# Homework Solution: Using the definitions of Big-O and ohm and theta a. Show that n^2 + 3n + lg(n) element O(n^2) b. Show th… Using the definitions of Big-O and ohm and theta a. Show that n^2 + 3n + lg(n) element O(n^2) b. Show that n^2 + 3n +lg(n) element ohm(n^2). c. show that n^2 + 3n +lg(n) element theta (n^2) Using the definitions of Big-O and o a. Show that n notelement o(n) using a proof by contradiction

4.) given f(n) = n2 + 3n + lg(n); a.) For f(n) = O(n2); c*n2>= f(n); for all n, where c>0 and n>=n0 Using the definitions of Big-O and ohm and theta a. Pretext that n^2 + 3n + lg(n) part O(n^2) b. Pretext that n^2 + 3n +lg(n) part ohm(n^2). c. pretext that n^2 + 3n +lg(n) part theta (n^2) Using the definitions of Big-O and o a. Pretext that n referablepart o(n) using a essay by contradiction

## Expert Vindication

4.) attached f(n) = n2 + 3n + lg(n);

a.) Coercion f(n) = O(n2); c*n2>= f(n); coercion complete n, where c>0 and n>=n0

So coercion c=100 and n0 = 1; f(n) = O(n2).

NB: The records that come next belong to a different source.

PR #569, opened 2017-09-01
Add a /public folder in new accounts

RubenVerborgh:
When an account is created, there's currently no folder that is publicly readable. This pull request adds `/public` with all permissions for the owner, and (inherited) read permissions for the public.


RubenVerborgh:
Needs a CHANGELOG entry (#534).

dan-f:
lgtm 👍

PR #442, opened 2017-03-09
[ng] ng.io sync: template syntax, code and prose updates

chalin:
Note: a link check skip rule was added, pending the merge of the Structural Directives PR.

Staged at https://angulardart-org-dev2.firebaseapp.com/angular/guide/template-syntax


src/angular/guide/template-syntax.jade
```diff
@@ -22,101 +22,131 @@ include ../_util-fns
...
 
-  Let’s find out what it takes to write a template for our view. We’ll cover these basic elements of template syntax:
+  You may be familiar with the component/template duality from your experience with model-view-controller (MVC) or model-view-viewmodel (MVVM).
+  In Angular, the component plays the part of the controller/viewmodel, and the template represents the view.
 
-  * [HTML](#html)
-  * [Interpolation](#interpolation)
+a#toc
+:marked
+  ### Table of contents
```
chalin: IMHO, the two TOCs are complementary.
- The in-page nav has the full details.
- The side nav TOC is conveniently terse and always there; it also provides "spacial" context to let the reader know where they are in the page (though it doesn't _always_ work, but that's an issue for another day).

The current autogenerated TOC is overly brittle. Ideally we should replace with with an Angular directive, but it isn't something that I think we should do quite yet.

kwalrath: I really dislike duplicating the TOC. I'd rather have a textual description, with links, than 2 TOCs.

kwalrath: To be more specific than "really dislike", I think that the two TOCs might get out of sync, and that even if they're in sync, it looks like a bug to have the TOC visible twice.

It just feels wrong to have the same text visible in two places.

chalin: > Table of contents -> Contents

Done

> For pages like this with an in-page TOC we should turn off the TOC in the side nav.

Done

src/angular/guide/template-syntax.jade
```diff
@@ -22,101 +22,131 @@ include ../_util-fns
 - var __objectAsMap = '<b><a href="' + mapApiRef + '">Map</a></b>'
 
 :marked
-  Our Angular application manages what the user sees and can do, achieving this through the interaction of a Component class instance (the *component*) and its user-facing template.
+  {{page.description}}
```
chalin: That looks good. As agreed, I've done something a little simpler for this first PR. We can look into a general solution after.

PR #405, opened 2017-02-23
Update get-started.md

anders-sandholm:
I was missing this info when going through the process.

PR #446, opened 2017-03-13
Update get-started.md

kwalrath:
Alternate implementation of #405.

I decided not to get too specific, since the doc in general tries to be brief and cover the best case. (If we change that, we'll want to have more details here and elsewhere.)


anders-sandholm:
Thanks for fixing. Hopefully this will only be a stop-gap solution until we're able to pick up the paths automatically.

PR #447, opened 2017-03-13
Add info about transformer order

### LINKED ISSUE #254: emphasize that dart_to_js_script_rewriter transformer must be after angular2 transformer
_From @kasperpeulen on December 22, 2015 14:25_

@kwalrath 
In https://angular.io/docs/dart/latest/quickstart.html it could be empasized that dart_to_js_script_rewriter transformer must be after angular2 transformer. If this is not done, templates break:

image

_Copied from original issue: angular/angular.io#600_

kwalrath:
Fixes #254

/cc @kasperpeulen


kwalrath:
Yeah, I was tempted to say make it last, but I wasn't sure enough to say so.

chalin:
The prose you added is just fine.

PR #459, opened 2017-03-15
[ng] enable component-styles e2e

chalin:
**Built atop of #457**.

- Enable e2e for `component-styles`, by disabling single test known to fail (ng fix pending).
- Fix glob pattern so that we stop syncing `style-guide` and `styleguide` e2e files.


kwalrath:
What's the bug # for the test we're skipping?

chalin:
> What's the bug # for the test we're skipping?

Yes.

chalin:
Since you approved, and I answered your question, I'll go ahead and merge.

Issue #261, opened 2016-12-16
Add e2e tests for Developer Guide Dart examples


chalin:
_From @chalin on May 25, 2016 18:23_

- [x] attribute-directives - angular/angular.io#1765
- [x] component-styles - #459
- [x] hierarchical-dependency-injection
- [x] server-communication - angular/angular.io#1423
- [x] lifecycle-hooks - angular/angular.io#1768
- [x] pipes - angular/angular.io#1353
- [x] router - #460
- [x] structural-directives

There are no `testing` and `configuration` chapters yet. Contributes to angular/angular.io#1521.

_Copied from original issue: angular/angular.io#1523_

PR #460, opened 2017-03-16
[ng] Enable router E2E tests

chalin:
- Await for alert dialog and use it in test for canceling crisis detail change.
- Tests now use async/await. It makes them easier to read.
- Adapted tests to Dart sample configuration.

Contributes to #261


kwalrath:
I won't try to understand these, but since they work...

PR #473, opened 2017-03-21
[ng] chore(travis): run current suite of e2e tests

chalin:
- run `examples-install.sh` for e2e
- run e2e as `--fast`
- start `xvfb`
- use trusty env so that we get the latest version of chrome (older versions are incompatible with protractor 4)


kwalrath:
I'm not pretending to understand the testing code, but I do understand that (1) this works and (2) this doesn't slow down deployments. So we're good to go.

PR #486, opened 2017-03-25
[ng] ngio toh-5 sync and other page updates

chalin:


gulp/ngio-get.js
```diff
@@ -136,7 +141,7 @@ module.exports = function (gulp, plugins, config) {
   gulp.task('_get-extra-dart', () => {
     const baseDir = path.join(angulario, 'public/docs/dart/latest');
     return gulp.src([
-      `${baseDir}/_util-fns.jade`,
+      `!${baseDir}/_util-fns.jade`, // 2017-03-24 stop syncing _util-fns.jade
```
kwalrath: Just curious, why is this `!` instead of `//`?

kwalrath: (since the next line uses `//`)

chalin: Commenting it out would actually have been ok too (and probably better).

chalin: Fixed

PR #487, opened 2017-03-27
fix link scroll adjustment for ng and non-ng pages

### LINKED ISSUE #315: [ng] docs doesn't scroll to the appropriate section
1. Open new tab in Chrome
2. Paste any url which has the hash part (this type of url is generated when clicking through the right navigation - for example https://webdev.dartlang.org/angular/guide/template-syntax#!#two-way-binding-with-ngmodel (or any other))
3. It doesn't scroll to the appropriate part of the page

Seems to be problematic only in Angular docs.

### LINKED ISSUE #483: in-page links scroll up to top
I just noticed today that when I link to https://webdev.dartlang.org/guides/get-started#2-install-dart, the page starts out showing the section I want, but then scrolls up to the top.

This is in Chrome 59 canary, Chrome 56, and Safari 10.0.3.

It behaves fine in Firefox—great, even. It starts out below the header (and usual) and scrolls up just until you can see the section header. I suspect that's what used to happen in Chrome/Safari.

Same thing happens in other webdev pages:
https://webdev.dartlang.org/codelabs/angular2_components/2-easystart#--set-up-the-root-components-dart-file

However, www is fine (which makes me wonder if this is related to Angular CSS changes):
https://www.dartlang.org/guides/language/language-tour#operators

Angular pages are even more broken, not even starting at the section header, as reported in #315.

cc @filiph @chalin

chalin:
Fixes #315
Fixes #483

With this fix, link anchor offsets get handled in CSS using the same solution as that implemented for site-www. We also disable the scroll adjustments that used to be done via the `scroll-y-offset-element` directive (for angular doc pages). This way we have a uniform scheme that works for all pages angular and non-angular pages.

The offsetting is achieved via an "anchor" class which is set for header and anchor elements with id's. It is the `jekyll-toc` gem that adds this class, but only for pages for which the gem's functionality is enabled -- setting the Jekyll page property `toc: false` disables it.

Comments on individual changes:
- src/_assets/javascripts/main.js: remove on load function which attempted to adjust the y scroll position to compensate for the main nav. This failed to work on site-www and was commented out there too. Here, in addition, it also clashed with the ng directive.
- src/_assets/stylesheets/main.scss: define `anchor` class; cf. https://github.com/dart-lang/site-www/pull/154.
  - This also adds an octicon-link next to anchors or headers with ids
  - The supporting icon file is: src/_assets/icons/ic_link_black_24px.svg
- src/resources/js/directives/scroll-y-offset-element.js: don't adjust the y scroll offset for ng pages anymore. (Note that removing the directive entirely prevents ng hash paths (`#!#`) from being processed.)


kwalrath:
Looks great! I'll play around with the site a bit, but so far LGTM.

PR #510, opened 2017-04-01
chore(travis): only try to deploy for build tasks, not testing tasks

chalin:


chalin:
@kwalrath - our PR builds have been green, but commits to master have been failing because all tasks tried to deploy (as opposed to only the task that actually builds the site being activated for deployment. This fixes the issue.

kwalrath:
LGTM. Thanks for fixing this.

PR #516, opened 2017-04-04
[ng] toh-1: angular_test based tests

chalin:


kwalrath:
LGTM if the build completes successfully.

chalin:
Travis is happy now (it took it a few tries; at first there were pub server failures then Travis linux update failures).

PR #517, opened 2017-04-04
Implement Luke's UX suggestions

kwalrath:
(plus a few more tweaks)

Staged: https://kw-webdev-dartlang-1.firebaseapp.com


src/_data/side-nav.yml
```diff
@@ -3,7 +3,7 @@
   - title: Get Started
     permalink: /guides/get-started
 
-- title: Angular
+- title: Angular&nbsp;Dart
```
chalin: Why the `&nbsp` here (and on line 88) and not elsewhere in the edits done for this PR?

kwalrath: Because we need a space there (because of the ALL CAPS) but still wanted the words to always be together.

PR #548, opened 2017-04-13
[WIP][ng] Test page section cover toh-1 tests

chalin:
WIP. This version includes all toh-* tests in a single page.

b.) Coercion f(n) = big-omega(n2); c*n2<= f(n); coercion complete n, where c>0 and n>=n0

So coercion c=1 and n0 = 0; f(n) = big-omega(n2).

c.) Coercion f(n) = big-theta(n2); c1*n2 <= f(n)<= c2*n2; coercion complete n, where c1 and c2 >0 and n>=n0

Since, f(n) = O(n2) as polite as f(n) = big-omega(n2). Therefore, f(n) = big-theta(n2)

5.) attached f(n) = n;

coercion f(n) = o(n); c*n > n where c>0;

so coercion no appraise of c>=1; we can complete aloft mood. Hence, f(n) is referable similar to o(n).

Hope it helps, feels frank to interpret in event of any inquiry.